# [TASK PROMPT]
Nothing but the lines from the one containing "A) => Right(I.inj(a))" through the one containing "Also in this", both included, should be given again, each exactly as written below.

── DATA TO PROCESS

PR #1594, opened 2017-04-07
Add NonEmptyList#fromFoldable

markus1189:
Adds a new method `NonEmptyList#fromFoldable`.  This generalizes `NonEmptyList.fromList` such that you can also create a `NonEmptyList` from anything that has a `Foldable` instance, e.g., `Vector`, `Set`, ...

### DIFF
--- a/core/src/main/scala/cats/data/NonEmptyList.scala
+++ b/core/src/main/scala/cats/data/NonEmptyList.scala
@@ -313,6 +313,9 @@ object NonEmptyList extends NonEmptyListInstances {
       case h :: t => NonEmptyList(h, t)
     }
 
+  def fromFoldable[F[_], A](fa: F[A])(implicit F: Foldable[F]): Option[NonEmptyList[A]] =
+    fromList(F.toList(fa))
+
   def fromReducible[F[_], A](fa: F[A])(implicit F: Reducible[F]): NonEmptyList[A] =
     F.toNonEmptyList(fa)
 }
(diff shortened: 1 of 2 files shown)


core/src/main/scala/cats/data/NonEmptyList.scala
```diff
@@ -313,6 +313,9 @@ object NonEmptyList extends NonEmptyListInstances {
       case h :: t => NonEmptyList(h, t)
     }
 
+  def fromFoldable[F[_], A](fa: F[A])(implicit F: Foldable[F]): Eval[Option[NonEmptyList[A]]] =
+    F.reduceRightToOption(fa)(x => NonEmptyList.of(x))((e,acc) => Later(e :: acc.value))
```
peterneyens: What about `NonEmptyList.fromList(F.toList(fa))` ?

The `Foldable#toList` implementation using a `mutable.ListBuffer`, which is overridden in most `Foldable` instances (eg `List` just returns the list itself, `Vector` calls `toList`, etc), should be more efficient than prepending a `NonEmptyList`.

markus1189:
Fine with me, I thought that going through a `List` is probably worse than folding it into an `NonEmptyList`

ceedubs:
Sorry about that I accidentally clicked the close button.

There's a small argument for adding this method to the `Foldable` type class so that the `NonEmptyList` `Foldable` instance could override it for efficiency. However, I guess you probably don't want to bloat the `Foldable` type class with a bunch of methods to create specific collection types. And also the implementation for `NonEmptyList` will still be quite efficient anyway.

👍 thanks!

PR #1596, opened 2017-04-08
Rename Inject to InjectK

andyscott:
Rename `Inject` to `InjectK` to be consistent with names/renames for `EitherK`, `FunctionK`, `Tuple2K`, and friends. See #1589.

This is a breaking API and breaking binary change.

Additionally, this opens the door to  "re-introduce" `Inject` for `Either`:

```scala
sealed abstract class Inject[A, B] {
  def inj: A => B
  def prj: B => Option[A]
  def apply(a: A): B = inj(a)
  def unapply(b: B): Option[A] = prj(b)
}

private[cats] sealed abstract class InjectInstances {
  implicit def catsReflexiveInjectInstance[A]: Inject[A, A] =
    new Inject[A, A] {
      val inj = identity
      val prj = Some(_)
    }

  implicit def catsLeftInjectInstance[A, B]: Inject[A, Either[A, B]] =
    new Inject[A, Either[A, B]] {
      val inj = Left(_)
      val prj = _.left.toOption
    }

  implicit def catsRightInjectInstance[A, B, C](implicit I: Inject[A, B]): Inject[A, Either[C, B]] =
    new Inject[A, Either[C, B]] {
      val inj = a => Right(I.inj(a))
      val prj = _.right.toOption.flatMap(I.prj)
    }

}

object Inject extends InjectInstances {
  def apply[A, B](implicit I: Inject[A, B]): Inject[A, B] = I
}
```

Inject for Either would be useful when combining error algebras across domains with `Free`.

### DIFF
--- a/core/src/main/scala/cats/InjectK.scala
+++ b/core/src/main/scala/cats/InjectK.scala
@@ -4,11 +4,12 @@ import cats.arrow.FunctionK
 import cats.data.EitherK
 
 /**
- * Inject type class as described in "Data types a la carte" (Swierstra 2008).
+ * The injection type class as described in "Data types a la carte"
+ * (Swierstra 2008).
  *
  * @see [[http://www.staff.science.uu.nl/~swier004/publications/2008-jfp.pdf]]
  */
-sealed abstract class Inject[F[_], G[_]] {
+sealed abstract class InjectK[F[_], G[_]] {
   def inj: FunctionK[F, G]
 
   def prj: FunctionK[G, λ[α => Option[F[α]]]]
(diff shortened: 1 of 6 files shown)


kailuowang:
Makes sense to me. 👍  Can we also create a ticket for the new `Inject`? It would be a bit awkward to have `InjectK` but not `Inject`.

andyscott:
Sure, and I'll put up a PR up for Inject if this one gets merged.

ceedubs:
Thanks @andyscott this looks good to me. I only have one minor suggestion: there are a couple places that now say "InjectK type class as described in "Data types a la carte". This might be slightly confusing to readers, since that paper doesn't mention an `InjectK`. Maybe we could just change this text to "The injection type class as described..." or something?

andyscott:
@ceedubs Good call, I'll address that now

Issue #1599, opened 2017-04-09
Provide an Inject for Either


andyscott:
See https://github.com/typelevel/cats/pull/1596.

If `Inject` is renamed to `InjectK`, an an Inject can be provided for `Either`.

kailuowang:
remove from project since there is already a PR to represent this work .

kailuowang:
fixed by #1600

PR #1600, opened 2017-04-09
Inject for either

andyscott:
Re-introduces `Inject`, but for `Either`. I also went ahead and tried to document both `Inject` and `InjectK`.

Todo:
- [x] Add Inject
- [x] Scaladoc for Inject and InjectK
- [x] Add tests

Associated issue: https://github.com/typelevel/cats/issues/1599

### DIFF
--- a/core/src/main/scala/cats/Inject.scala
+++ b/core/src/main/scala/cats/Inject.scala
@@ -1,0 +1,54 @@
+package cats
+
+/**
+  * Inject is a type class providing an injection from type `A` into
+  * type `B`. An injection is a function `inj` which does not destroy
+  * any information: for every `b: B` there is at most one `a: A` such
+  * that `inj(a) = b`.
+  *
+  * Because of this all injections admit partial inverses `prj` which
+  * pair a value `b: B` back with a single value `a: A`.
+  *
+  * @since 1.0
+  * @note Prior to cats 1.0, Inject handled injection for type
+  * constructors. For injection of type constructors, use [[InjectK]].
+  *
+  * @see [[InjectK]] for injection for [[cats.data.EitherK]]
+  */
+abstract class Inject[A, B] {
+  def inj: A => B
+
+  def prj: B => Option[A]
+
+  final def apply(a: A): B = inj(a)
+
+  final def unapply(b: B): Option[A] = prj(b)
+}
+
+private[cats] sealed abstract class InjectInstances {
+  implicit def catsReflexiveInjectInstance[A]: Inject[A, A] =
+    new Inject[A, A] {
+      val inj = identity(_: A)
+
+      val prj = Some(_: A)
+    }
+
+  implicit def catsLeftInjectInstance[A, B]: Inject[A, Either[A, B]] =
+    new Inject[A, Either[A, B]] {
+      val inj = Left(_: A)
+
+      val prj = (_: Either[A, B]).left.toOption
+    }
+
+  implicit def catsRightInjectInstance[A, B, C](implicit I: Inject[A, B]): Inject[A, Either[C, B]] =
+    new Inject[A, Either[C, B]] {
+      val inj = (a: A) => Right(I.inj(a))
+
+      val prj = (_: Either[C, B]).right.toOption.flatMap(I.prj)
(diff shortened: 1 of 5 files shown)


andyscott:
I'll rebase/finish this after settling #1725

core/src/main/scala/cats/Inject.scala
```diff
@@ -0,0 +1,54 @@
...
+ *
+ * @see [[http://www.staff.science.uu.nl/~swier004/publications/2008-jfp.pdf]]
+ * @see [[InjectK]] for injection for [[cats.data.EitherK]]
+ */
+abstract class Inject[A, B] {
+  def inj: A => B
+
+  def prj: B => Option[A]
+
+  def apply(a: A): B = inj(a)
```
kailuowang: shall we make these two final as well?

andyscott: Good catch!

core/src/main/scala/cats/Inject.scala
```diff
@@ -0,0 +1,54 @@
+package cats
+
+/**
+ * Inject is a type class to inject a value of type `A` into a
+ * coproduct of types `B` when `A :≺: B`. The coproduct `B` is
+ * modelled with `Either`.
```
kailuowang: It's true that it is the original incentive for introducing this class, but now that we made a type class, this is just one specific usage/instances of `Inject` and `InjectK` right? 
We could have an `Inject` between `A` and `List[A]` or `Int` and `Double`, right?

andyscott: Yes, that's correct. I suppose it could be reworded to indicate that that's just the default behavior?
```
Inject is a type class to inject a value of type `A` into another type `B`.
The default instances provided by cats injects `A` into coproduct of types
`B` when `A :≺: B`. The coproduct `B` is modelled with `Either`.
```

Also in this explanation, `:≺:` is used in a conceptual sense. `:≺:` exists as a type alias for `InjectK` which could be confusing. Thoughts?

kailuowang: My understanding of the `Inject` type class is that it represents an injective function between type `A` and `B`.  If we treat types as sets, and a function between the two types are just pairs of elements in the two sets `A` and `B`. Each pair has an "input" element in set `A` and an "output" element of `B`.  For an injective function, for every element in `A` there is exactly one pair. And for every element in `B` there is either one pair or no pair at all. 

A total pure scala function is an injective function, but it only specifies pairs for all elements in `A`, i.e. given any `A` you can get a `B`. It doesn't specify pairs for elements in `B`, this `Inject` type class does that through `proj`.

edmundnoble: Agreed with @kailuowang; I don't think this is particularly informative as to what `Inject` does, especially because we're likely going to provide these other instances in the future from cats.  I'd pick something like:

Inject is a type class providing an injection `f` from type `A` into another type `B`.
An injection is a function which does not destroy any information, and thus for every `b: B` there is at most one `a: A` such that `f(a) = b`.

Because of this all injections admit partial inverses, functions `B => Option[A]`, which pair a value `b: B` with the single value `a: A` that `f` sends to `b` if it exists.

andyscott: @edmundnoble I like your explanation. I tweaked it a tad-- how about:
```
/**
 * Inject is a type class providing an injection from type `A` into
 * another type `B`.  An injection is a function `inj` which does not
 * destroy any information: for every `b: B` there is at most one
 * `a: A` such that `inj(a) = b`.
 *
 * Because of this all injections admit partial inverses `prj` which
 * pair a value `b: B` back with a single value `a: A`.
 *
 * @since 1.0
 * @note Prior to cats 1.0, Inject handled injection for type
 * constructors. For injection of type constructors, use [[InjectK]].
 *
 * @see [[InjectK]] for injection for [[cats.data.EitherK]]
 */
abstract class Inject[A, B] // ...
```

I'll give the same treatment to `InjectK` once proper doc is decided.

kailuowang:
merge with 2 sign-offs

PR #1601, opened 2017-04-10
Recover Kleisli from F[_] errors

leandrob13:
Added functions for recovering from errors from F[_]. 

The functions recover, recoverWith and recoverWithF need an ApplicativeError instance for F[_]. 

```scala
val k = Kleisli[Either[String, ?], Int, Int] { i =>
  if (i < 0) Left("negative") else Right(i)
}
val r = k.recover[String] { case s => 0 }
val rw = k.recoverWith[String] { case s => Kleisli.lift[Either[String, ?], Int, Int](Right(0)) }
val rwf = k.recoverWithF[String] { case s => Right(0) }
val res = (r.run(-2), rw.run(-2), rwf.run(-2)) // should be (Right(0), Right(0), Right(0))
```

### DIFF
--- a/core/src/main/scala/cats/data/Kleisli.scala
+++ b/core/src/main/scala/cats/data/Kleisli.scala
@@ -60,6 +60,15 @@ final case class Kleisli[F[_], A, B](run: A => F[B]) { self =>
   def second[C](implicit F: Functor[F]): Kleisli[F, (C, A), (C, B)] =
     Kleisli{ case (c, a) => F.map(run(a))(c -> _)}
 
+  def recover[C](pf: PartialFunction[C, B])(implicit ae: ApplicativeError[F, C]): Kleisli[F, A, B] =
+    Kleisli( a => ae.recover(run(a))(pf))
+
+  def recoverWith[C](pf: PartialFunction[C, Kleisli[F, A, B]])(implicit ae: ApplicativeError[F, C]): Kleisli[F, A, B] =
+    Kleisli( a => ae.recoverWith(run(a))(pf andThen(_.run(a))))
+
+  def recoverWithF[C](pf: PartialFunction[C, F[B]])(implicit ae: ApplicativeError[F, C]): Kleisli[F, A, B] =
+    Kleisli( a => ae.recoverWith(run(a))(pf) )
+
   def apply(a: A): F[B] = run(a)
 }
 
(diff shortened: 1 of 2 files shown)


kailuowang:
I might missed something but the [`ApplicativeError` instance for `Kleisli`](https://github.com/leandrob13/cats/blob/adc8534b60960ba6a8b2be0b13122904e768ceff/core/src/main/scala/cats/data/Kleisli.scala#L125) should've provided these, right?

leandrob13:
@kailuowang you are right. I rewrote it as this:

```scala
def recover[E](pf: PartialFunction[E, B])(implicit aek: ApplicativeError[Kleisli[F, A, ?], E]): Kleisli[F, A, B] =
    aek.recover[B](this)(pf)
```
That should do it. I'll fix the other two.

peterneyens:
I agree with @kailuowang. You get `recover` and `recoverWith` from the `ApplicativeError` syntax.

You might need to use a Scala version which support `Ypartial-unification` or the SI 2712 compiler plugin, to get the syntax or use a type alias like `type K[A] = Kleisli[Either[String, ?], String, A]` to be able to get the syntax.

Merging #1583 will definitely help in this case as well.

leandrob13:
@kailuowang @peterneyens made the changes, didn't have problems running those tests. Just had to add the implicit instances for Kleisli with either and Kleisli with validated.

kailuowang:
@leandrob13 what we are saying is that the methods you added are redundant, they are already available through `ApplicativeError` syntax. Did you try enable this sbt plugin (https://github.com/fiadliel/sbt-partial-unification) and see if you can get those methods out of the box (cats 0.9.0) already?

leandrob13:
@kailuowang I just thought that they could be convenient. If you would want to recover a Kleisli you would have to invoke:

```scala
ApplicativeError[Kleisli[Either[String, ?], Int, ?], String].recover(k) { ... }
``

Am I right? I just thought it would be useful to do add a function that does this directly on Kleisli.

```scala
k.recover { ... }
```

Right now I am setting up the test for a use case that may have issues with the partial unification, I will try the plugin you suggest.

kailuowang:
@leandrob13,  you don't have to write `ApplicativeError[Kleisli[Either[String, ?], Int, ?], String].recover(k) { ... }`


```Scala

────

# [EXERCISE RESPONSE]
+      val inj = (a: A) => Right(I.inj(a))
+
+      val prj = (_: Either[C, B]).right.toOption.flatMap(I.prj)
(diff shortened: 1 of 5 files shown)


andyscott:
I'll rebase/finish this after settling #1725

core/src/main/scala/cats/Inject.scala
```diff
@@ -0,0 +1,54 @@
...
+ *
+ * @see [[http://www.staff.science.uu.nl/~swier004/publications/2008-jfp.pdf]]
+ * @see [[InjectK]] for injection for [[cats.data.EitherK]]
+ */
+abstract class Inject[A, B] {
+  def inj: A => B
+
+  def prj: B => Option[A]
+
+  def apply(a: A): B = inj(a)
```
kailuowang: shall we make these two final as well?

andyscott: Good catch!

core/src/main/scala/cats/Inject.scala
```diff
@@ -0,0 +1,54 @@
+package cats
+
+/**
+ * Inject is a type class to inject a value of type `A` into a
+ * coproduct of types `B` when `A :≺: B`. The coproduct `B` is
+ * modelled with `Either`.
```
kailuowang: It's true that it is the original incentive for introducing this class, but now that we made a type class, this is just one specific usage/instances of `Inject` and `InjectK` right? 
We could have an `Inject` between `A` and `List[A]` or `Int` and `Double`, right?

andyscott: Yes, that's correct. I suppose it could be reworded to indicate that that's just the default behavior?
```
Inject is a type class to inject a value of type `A` into another type `B`.
The default instances provided by cats injects `A` into coproduct of types
`B` when `A :≺: B`. The coproduct `B` is modelled with `Either`.
```

Also in this explanation, `:≺:` is used in a conceptual sense. `:≺:` exists as a type alias for `InjectK` which could be confusing. Thoughts?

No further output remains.